Aim of the exercise
Restate word for word the lines of the records below, starting at the line that contains "We can definitely" and ending at the line that contains "Tested with [one", with both of those lines included and nothing else.

Source data
PR #3692, opened 2025-06-30
Only conditionally include Django Debug Toolbar URLs

mathjazz:
Without this fix, deploying Pontoon to prod fails, because `debug_toolbar` isn't installed there.

### DIFF
--- a/pontoon/urls.py
+++ b/pontoon/urls.py
@@ -1,5 +1,3 @@
-import debug_toolbar
-
 from django.contrib import admin
 from django.contrib.auth import logout
 from django.urls import include, path, register_converter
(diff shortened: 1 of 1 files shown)


pontoon/urls.py
```diff
@@ -74,8 +72,17 @@ class LocaleConverter(StringConverter):
...
-    # Django Debug Toolbar
-    path("__debug__/", include(debug_toolbar.urls)),
-    # Team page: Must be at the end
+]
+
+# Conditionally include Django Debug Toolbar
+try:
+    import debug_toolbar
+
+    urlpatterns = [path("__debug__/", include(debug_toolbar.urls))] + urlpatterns
```
flodolo:
```suggestion
    urlpatterns.insert(0 ,path("__debug__/", include(debug_toolbar.urls)))
```

Is this better (and `.append()`  for the teams page)?

mathjazz: I don't think so, but I'll keep debug toolbar URLs appended (rather than prepended).

PR #3696, opened 2025-07-03
Install DEV requirements on stage if DJANGO_DEV is True

mathjazz:
I think there's still value in being able to debug performance on stage with DDT and such, so I'm keeping the ability to install dev requirements through the same variable (`DJANGO_DEV`) that is also used to enable them in settings.

### DIFF
--- a/bin/post_compile
+++ b/bin/post_compile
@@ -1,6 +1,6 @@
 #!/usr/bin/env bash
 
-# Install requirements/dev.txt on staging
+# Install development requirements in stage / production environment if enabled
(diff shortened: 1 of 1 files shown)


bin/post_compile
```diff
@@ -1,7 +1,7 @@
 #!/usr/bin/env bash
 
 # Install requirements/dev.txt on staging
```
eemeli: Shouldn't this comment be updated?

eemeli (approved):

PR #3697, opened 2025-07-03
Fix stats_data() call in Admin

mathjazz:
Regression from:
https://github.com/mozilla/pontoon/commit/2e7d8db594ecd1d662818b13b58a5fb0e41bc7f4


eemeli (approved):
Missing this was my bad.

flodolo (approved):
Thanks, this works for me locally.

PR #3702, opened 2025-07-08
Added locale string information to individual project endpoints

### LINKED ISSUE #3701: API v2: list localization stats within /api/v2/projects/[slug]
In line with the functionality of the GraphQL endpoint, which exposes locale information within individual project endpoints, we should also try to emulate similar functionality in the REST API.

Old GraphQL query:
```
{
  project(slug: "firefox") {
    localizations {
      locale {
        code
      }
      approvedStrings
      stringsWithWarnings
      missingStrings
      pretranslatedStrings
      totalStrings
    }
  }
}
```

functionzz:
This resolves #3701.

It changes the api/v2/projects/[slug] endpoint to be in line with the GraphQL functionality.
This is what will now be returned for api/v2/projects/firefox/ for example:
```
{
    "approved_strings": 1290933,
    ...
    "tags": [
        ...
    ],
    "project_locale": [
        {
            "locale": "si",
            "total_strings": 14302,
            "approved_strings": 9571,
            "pretranslated_strings": 0,
            "strings_with_errors": 0,
            "strings_with_warnings": 1,
            "missing_strings": 4730,
            "unreviewed_strings": 190
        },
        {
            "locale": "ilo",
            "total_strings": 14302,
            "approved_strings": 1918,
            "pretranslated_strings": 0,
            "strings_with_errors": 0,
            "strings_with_warnings": 3,
            "missing_strings": 12381,
            "unreviewed_strings": 269
        },
        ...
]
}
```

Optimizations for api/v2/projects/[slug] as well as api/v2/[code]/[slug] are included. Some changes were included for the project_locale serializer in order to make the code more extensible.


pontoon/api/serializers.py
```diff
@@ -140,6 +176,61 @@ def get_unreviewed_strings(self, obj):
         return obj.unreviewed
 
 
+class NestedIndividualProjectSerializer(ProjectSerializer):
+    tags = TagSerializer(many=True, read_only=True)
+    project_locale = serializers.SerializerMethodField()
```
mathjazz: Why not `locale`, which was used until now and is used in /projects/?

```suggestion
    locale = serializers.SerializerMethodField()
```

functionzz: Maybe the word `localizations` makes more sense? I believe that's how it looks in the GraphQL

functionzz:
We can definitely include `complete` as a field, I can add it in so we know what it looks like.

pontoon/api/serializers.py
mathjazz: Let's go with that, @flodolo agrees. And let's use the plural form, right.

flodolo:
Tested with [one script](https://github.com/mozilla-l10n/pontoon-scripts/commit/65a22bdd30579157bebb2c28a6b96635a2f1eead), and the output is the same.

flodolo (approved):

flodolo:
Actually, just realized that we lost the list of `locales`. Can we keep that, so you don't have to browse the whole list of `localizations`?

flodolo:
> Hm, not sure that's a good idea. We already have this data available in the `localizations` list.

I would agree if this was structured as a dictionary, with the locale as key. Getting the list of locales is trivial.
But now the locale is a field in an array of records, so you need to traverse the array.

mathjazz:
Should we restructure it then?
```json
  "localizations": {
    "it": {
      "total_strings": 14302,
      "approved_strings": 9571,
      "pretranslated_strings": 0,
      "strings_with_errors": 0,
      "strings_with_warnings": 1,
      "missing_strings": 4730,
      "unreviewed_strings": 190
    },
  }
```

I'd try to avoid redundancy (and extra footprint), as well as simplify the API contract (having both, locales and localizations raises the need to explain the relationship between them).

flodolo:
> Should we restructure it then?

That would work for me. I can get the list of locales with a simple `.keys()`.

pontoon/api/serializers.py
```diff
@@ -115,32 +158,44 @@ class Meta(ProjectSerializer.Meta):
...
-        return obj.warnings
+        slug = self.context["view"].kwargs.get("slug")
+        project = get_object_or_404(
+            Project,
+            slug=slug,
+        )
 
-    def get_total_strings(self, obj):
-        return obj.total
+        project_locales = obj.project_locale.stats_data(project=project)
```
mathjazz: That way you don't need to re-fetch `project` above:

```suggestion
        project_locales = obj.project_locale.stats_data(project=obj)
```

pontoon/api/serializers.py
```diff
@@ -27,25 +55,25 @@ class Meta:
...
-            "plural_rule",
-            "population",
-            "pretranslated_strings",
-            "script",
-            "strings_with_errors",
-            "strings_with_warnings",
             "systran_translate_code",
             "team_description",
             "total_strings",
+            "pretranslated_strings",
```
mathjazz: Let's use the same order as in the dashboards (and `ProjectLocaleSerializer`): `approved_strings` before `approved_strings`.

pontoon/api/serializers.py
```diff
@@ -82,21 +110,36 @@ def get_contact(self, obj):
         return None
 
 
-class ProjectLocaleSerializer(serializers.ModelSerializer):
+class ProjectLocaleSerializer(serializers.ModelSerializer, TranslationStatsMixin):
+    locale = serializers.SerializerMethodField()
```
mathjazz: This should work and then you can drop `get_locale()` below:

```suggestion
    locale = serializers.SlugRelatedField(read_only=True, slug_field="code")
```

pontoon/api/serializers.py
```diff
@@ -82,21 +110,36 @@ def get_contact(self, obj):
...
+    approved_strings = serializers.SerializerMethodField()
+    missing_strings = serializers.SerializerMethodField()
+    pretranslated_strings = serializers.SerializerMethodField()
+    strings_with_errors = serializers.SerializerMethodField()
+    strings_with_warnings = serializers.SerializerMethodField()
+    total_strings = serializers.SerializerMethodField()
+    unreviewed_strings = serializers.SerializerMethodField()
+    complete = serializers.SerializerMethodField()
```
mathjazz: You are declaring these `SerializerMethodFields` in every serializer that uses the mixin.
Better solution: Define the fields once in the mixin.

mathjazz (commented):
A few more improvements and we're good!

pontoon/api/serializers.py
functionzz: Do you mean `approved_strings` before `total_strings`? Can specify the order you are referring to out of these fields:
```
"total_strings",
"approved_strings",
"pretranslated_strings",
"strings_with_errors",
"strings_with_warnings",
"missing_strings",
"unreviewed_strings",
"complete",
```

pontoon/api/serializers.py
functionzz: Yes, currently attempting to make this work

pontoon/api/serializers.py
mathjazz: Sorry. :) `approved_strings` before `pretranslated_strings`:

```
"total_strings",
"approved_strings",
"pretranslated_strings",
"strings_with_warnings",
"strings_with_errors",
"missing_strings",
"unreviewed_strings",
"complete",
```

pontoon/api/serializers.py
```diff
@@ -12,6 +12,41 @@
 )
 
 
+class TranslationStatsMixin(metaclass=serializers.SerializerMetaclass):
```
mathjazz, line 28: This should be safe to remove?

```suggestion
class TranslationStatsMixin:
```

pontoon/api/serializers.py
```diff
@@ -12,6 +12,41 @@
...
+    approved_strings = serializers.SerializerMethodField()
+    complete = serializers.SerializerMethodField()
```
mathjazz: Nit: It would be nice to keep the order of the fields and the methods below in line with the order of fields specified in the serializers.

pontoon/api/serializers.py
```diff
@@ -82,106 +117,65 @@ def get_contact(self, obj):
...
 
 
-class ProjectLocaleSerializer(serializers.ModelSerializer):
+class ProjectLocaleSerializer(TranslationStatsMixin, serializers.ModelSerializer):
+    locale = serializers.SlugRelatedField(read_only=True, slug_field="code")
+
     class Meta:
         model = ProjectLocale
         fields = [
+            "locale",
```
mathjazz, line 123: If you can remove `project`, but it still appear in the response, why are you adding `locale`?

flodolo:
> I noticed performance regressions in the following endpoints:

Regression compared to graphQL or previous version of this patch?

pontoon/api/serializers.py
functionzz: So apparently this is necessary for Mixins to operate in drf serializers: [https://stackoverflow.com/questions/28747487/mixin-common-fields-between-serializers-in-django-rest-framework](url)

pontoon/api/serializers.py
functionzz: So the NestedIndividualProjectSerializer still needs to have `locale` in order to display it as a key. If you remove it, there will be a `KeyError` indeed

mathjazz:
It turns out it's not this PR, it's this:
https://github.com/mozilla/pontoon/commit/9072824b33866cd0faf940bb7a709e9448bb36c4

pontoon/api/views.py
```diff
@@ -159,34 +161,46 @@ def get_queryset(self):
             filters |= Q(system_project=True)
         if filters:
             queryset = queryset | Project.objects.filter(filters).distinct()
-        return queryset.stats_data()
+        return queryset.stats_data().order_by("slug")
```
mathjazz, line 164: We order locales by `name` and then `code`:
https://github.com/mozilla/pontoon/blob/0c24ae10172738bab6eb00324fd52c139a57eed4/pontoon/base/models/locale.py#L313

More consistent project ordering would be by `name`. Alternatively we can also order locales by `code`, which might be more useful for API users.

pontoon/api/serializers.py
mathjazz: Is there something that breaks or doesn't work if you don't specify the `metaclass`?

pontoon/api/serializers.py
```diff
@@ -27,25 +62,25 @@ class Meta:
...
             "team_description",
             "total_strings",
+            "approved_strings",
+            "pretranslated_strings",
+            "strings_with_warnings",
+            "strings_with_errors",
+            "missing_strings",
             "unreviewed_strings",
+            "complete",
         ]
```
mathjazz: Have you thought about folloing the DRY principle here by factoring out `TRANSLATION_STATS_FIELDS`?

```python
TRANSLATION_STATS_FIELDS = [
    "total_strings",
    "approved_strings",
    "pretranslated_strings",
    "strings_with_warnings",
    "strings_with_errors",
    "missing_strings",
    "unreviewed_strings",
    "complete",
]

fields = [
  # fields
] + TRANSLATION_STATS_FIELDS
```

mathjazz (commented):
Just a couple more comments.

Not related to this PR, but since we're refactoring, I think

```python
for translated_term in obj.translations.all():
    if translated_term.locale.code == locale:
        return translated_term.text
```

Can be replaced with:

```python
term = obj.translations.filter(locale__code=locale).first()
return term.text if term else None
```

functionzz:
> Is there something that breaks or doesn't work if you don't specify the metaclass?

Yes. When you remove it, the content inside the mixin has no effect, and everything reverts to unoptimized queries

mathjazz:
> Yes. When you remove it, the content inside the mixin has no effect, and everything reverts to unoptimized queries

Good call, thanks! Please add a comment?

pontoon/api/views.py
functionzz: for the locales endpoint, should I order it by `name` then `code`?

functionzz: then do the same for the projects endpoint, instead having `name`, then `slug`?

mathjazz: I think @flodolo (who uses the API most) would prefer if you keep the projects ordered by `slug` and order locales by `code`.

pontoon/api/serializers.py
```diff
@@ -12,6 +12,54 @@
...
+        return obj.missing
+
+    def get_unreviewed_strings(self, obj):
+        return obj.unreviewed
+
+    def get_complete(self, obj):
+        return obj.is_complete
+
+
+TRANSLATION_STATS_FIELDS = [
```
mathjazz: I'd move that above all classes, right after the imports.

mathjazz (approved):
One last nit and we're good to go!

mathjazz (approved):
Thanks for keeping up with the long review process.

I believe our DRF API is in a much better state now!

mathjazz (approved):

Issue #3676, opened 2025-06-18
Deprecate GraphQL


functionzz:
As a precursor to migrating the public-facing API endpoints from GraphQL to DRF, we also need to remove GraphQL from the codebase.

flodolo:
> As a precursor to migrating the public-facing API endpoints from GraphQL to DRF, we also need to remove GraphQL from the codebase.

This doesn't sound right: we need to deprecate first, then remove GraphQL code (after the deprecation period), not the other way around?

functionzz:
right.

PR #3704, opened 2025-07-08
Api/V2/: User-actions Endpoint

### LINKED ISSUE #3680: Migrate get_user_actions to DRF
In line with our adoption of the Django REST Framework, we should look into migrating the get_user_actions function in the api/urls.py file, where the current DRF implementation resides.

functionzz:
This PR resolves #3680.

It creates a new endpoint at `/api/v2/user-actions/<str:date>/project/<slug:slug>/`, which lists out user actions on the specified day related to a specified project.

It mirrors the behavior of `/api/v1/user-actions/<str:date>/project/<slug:slug>/`. It requires the user to be signed in in order to be able to access the data.

Future action is needed to clean up the old endpoint `/api/v2/user-actions/<str:date>/project/<slug:slug>/`.

### DIFF
--- a/pontoon/api/urls.py
+++ b/pontoon/api/urls.py
@@ -51,6 +51,12 @@ api_v2_patterns = [
         views.ProjectLocaleIndividualView.as_view(),
         name="project-locale-individual",
     ),
+    path(
+        # User Actions
+        "user-actions/<str:date>/project/<slug:slug>/",
+        views.UserActionsView.as_view(),
+        name="user-actions",
+    ),
 ]
 urlpatterns = [
     # GraphQL endpoint. Serves the GraphiQL IDE if accessed with Accept: text/html.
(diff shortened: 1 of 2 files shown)


mathjazz:
> Future action is needed to clean up the old endpoint `/api/v2/user-actions/<str:date>/project/<slug:slug>/`.

We should file a bug for that or add a comment to https://github.com/mozilla/pontoon/issues/3676 to also include this endpoint.

mathjazz:
Please note that the new endpoint should also require authentication.

functionzz:
In this case, should we wait until after API authentication is implemented to merge this? We would have to rewrite the auth for this anyways right?

mathjazz:
No need to, but we should at least check that the user is authenticated in Pontoon in order to make the request.

mathjazz (approved):
\o/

Final answer
We can definitely include `complete` as a field, I can add it in so we know what it looks like.

pontoon/api/serializers.py
mathjazz: Let's go with that, @flodolo agrees. And let's use the plural form, right.

flodolo:
Tested with [one script](https://github.com/mozilla-l10n/pontoon-scripts/commit/65a22bdd30579157bebb2c28a6b96635a2f1eead), and the output is the same.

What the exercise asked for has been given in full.